There are already nightly preview builds of the next version, Xidel 0.9.9. There are builds compiled on a build server (on Ubuntu 20.04; for Linux GLIBC < 2.34, Windows and Mac) and compiled locally (on Ubuntu 21.10; for Linux GLIBC >= 2.34, Android, and Windows).

You can also test it online on a webpage or directly by sending a request to the cgi service like https://www.videlibri.de/cgi-bin/xidelcgi?data=<html><title>foobar</title></html>&extract=//title&raw=true.

The source history is stored in a mercurial repository together with the VideLibri source and dependencies, licensed as GPLv3+. There are mirrors on GitHub

and GitLab. These mirrors have the Xidel source only, in order to compile it you need to download the dependencies from their own repositories first. Or use the above source tarball, which also contains dependencies.

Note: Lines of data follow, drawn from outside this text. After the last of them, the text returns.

PR #15173, opened 2021-01-19
machines: Disable boot order editing for running guests

KKoukiou:
It was implemented previously quite naively, resulting in wrong warnings
being shown in the UI when there was a mismatch between the active and
inactive XML bootable devices.

For example:
* The user would attach a transient disk/NIC to the running guest.
* That would cause a mismatch between the enumerated bootable devices
  between the active and the inactive XML configuration,
* The UI would show a warning, but there would be no way for the user to
  find out that the transient device they just added was the reason
  for the warning.

Doing a 1-1 comparison of the bootable devices between the active and
inactive XML is a real pain, since these devices don't have some unique
common identifier.

So let's remove this functionality of allowing the users to edit boot
order on running VMs to avoid more issues in the future.

Fixes https://bugzilla.redhat.com/show_bug.cgi?id=1915765

### DIFF
--- a/pkg/machines/components/vm/overview/bootOrder.jsx
+++ b/pkg/machines/components/vm/overview/bootOrder.jsx
@@ -26,11 +26,9 @@ import {
     ListViewItem,
 } from 'patternfly-react';
 
-import { Button, Alert, Modal } from '@patternfly/react-core';
-import WarningInactive from '../../common/warningInactive.jsx';
+import { Button, Modal, Tooltip } from '@patternfly/react-core';
 import { ModalError } from 'cockpit-components-inline-notification.jsx';
 import {
-    getBootOrderDevices,
     findHostNodeDevice,
     getSortedBootOrderDevices,
     rephraseUI,
@@ -255,37 +253,6 @@ class BootOrderModal extends React.Component {
     render() {
         const { nodeDevices, vm } = this.props;
         const idPrefix = vmId(vm.name) + '-order-modal';
-
-        /**
-         * Returns whetever state of device represented in UI has changed
-         *
-         * @param {object} device
-         * @param {number} index order of device in list
-         * @returns {boolean}
-         */
-        function deviceStateHasChanged(device, index) {
-            // device was selected
-            if (device.checked && !device.initialOrder)
-                return true;
-
-            // device was unselected
-            if (!device.checked && device.initialOrder)
-                return true;
-
-            // device was moved in boot order list
-            if (device.initialOrder && device.initialOrder !== index + 1)
-                return true;
-
-            return false;
-        }
-
-        const showWarning = () => {
-            if (vm.state === "running" &&
-                this.state.devices.some((device, index) => deviceStateHasChanged(device, index))) {
-                return <Alert isInline variant='warning' id={`${idPrefix}-min-message`} title={_("Changes will take effect after shutting down the VM")} />;
-            }
-        };
-
         const defaultBody = (
             <div className="list-group dialog-list-ct">
                 <ListView className="boot-order-list-view">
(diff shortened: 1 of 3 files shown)


pkg/machines/components/vm/overview/bootOrder.jsx
```diff
@@ -360,26 +326,17 @@ function getBootOrder(vm) {
...
 
     return (
         <>
             {bootOrderShow && <BootOrderModal close={() => setBootOrderShow(false)} vm={vm} dispatch={dispatch} nodeDevices={nodeDevices} />}
             {getBootOrder(vm)}
-            { vm.persistent && vm.state === "running" && bootOrderChanged() && <WarningInactive iconId="boot-order-tooltip" tooltipId="tip-boot-order" /> }
-            <Button variant="link" className="edit-inline" isInline isDisabled={!vm.persistent} onClick={setBootOrderShow}>
-                {_("edit")}
-            </Button>
+            {vm.state == 'shut off' ? modalButton : <Tooltip content={_("Only editable when the guest is shut off")}>{modalButton}</Tooltip>}
```
skobyda, line 339: Isn't the only problem just with showing the warning? So wouldn't it solve the problem if we just get rid of the warning which does not work, but still allow to edit running guests?

KKoukiou: It's only the warning problematic indeed. What you suggest would be ideal, I just thought it's too much work. RIght now we compare devices betwen the inactive and active XML, according to the index (order) in which they are presented. That's wrong, because devices can be added, removed, then the order changes. So a solution would be indeed to have a device comparison function between the two XMLs. Is it something that you 're interested to work on?

(the only reason I removed live editing is because I was lazy (busy with other things) to implement the functionality properly.

skobyda: > (the only reason I removed live editing is because I was lazy (busy with other things) to implement the functionality properly.

But this functionality is implemented properly, no?
In pkg/machines/libvirt-xml-update.js there is a function updateBootOrder . When it wants to change a boot order of some device, it tries to find the proper device by various identifiers (for disks it's a target, for a network it's a MAC, ....). It does not just find the device by its index. 
And also transient devices from active XML should not bother us for live editing, because only devices visible in Boot Order Modal are the permanent devices (I tried to add transient disk to a running VM, it was not visible in boot order modal). And when boot order is updated, only inactive XML is updated.

So If I'm not wrong and above mentioned is correct, I propose:
- Let's keep the live editing. 
- Let's keep the warning in the boot order modal. Since we are dealing only with permanent devices and inactive XML, any change would need a VM reboot.
- Let's remove warning icon in overview card. That one is truly broken in some cases.

KKoukiou: All what you describe above is correct. I just thought it's weird for every other attribute to show the warning triangle in the overview, but not for the bootorder.

Then transient disks and networks which show up in the respective lists, will also not appear in the boot order dialog, which might cause the users to get confused.

skobyda: Okay, makes sense to keep consistent. 
Also considering that live edit doens't matter that much here, since user has to turn of the machine anyway to use the functionality of the boot order, so I'm not so keen on having the live edit functionality.

skobyda:
I see one machines failure, retrigerring
https://logs.cockpit-project.org/logs/pull-15173-20210128-063522-0c9c81ea-centos-8-stream/log.html#80

pkg/machines/components/vm/overview/bootOrder.jsx
KKoukiou: Right I was thinking the same thing.

skobyda (approved):
If the above mentioned test passes or it's a known flake, I'm okay with merging this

The source then needs to be compiled with FreePascal.
In a Unix-like shell you compile it by calling ./build.sh, which just calls FreePascal. If you want to call FreePascal directly yourself, you can use fpc xidel.pas in which case you need to pass the paths to all directories of the source using the -Fu, -Fi options.
Alternatively, Xidel can be compiled using the Lazarus IDE. For this install components/pascal/internettools.lpk in Lazarus, then open programs/internet/xidel/xidel.lpi and click on Run\Compile.

Pronunciation: To say the name "Xidel" in English, you say "excited" with a silent "C" and "D", followed by an "L". In German, you just say it as it is written.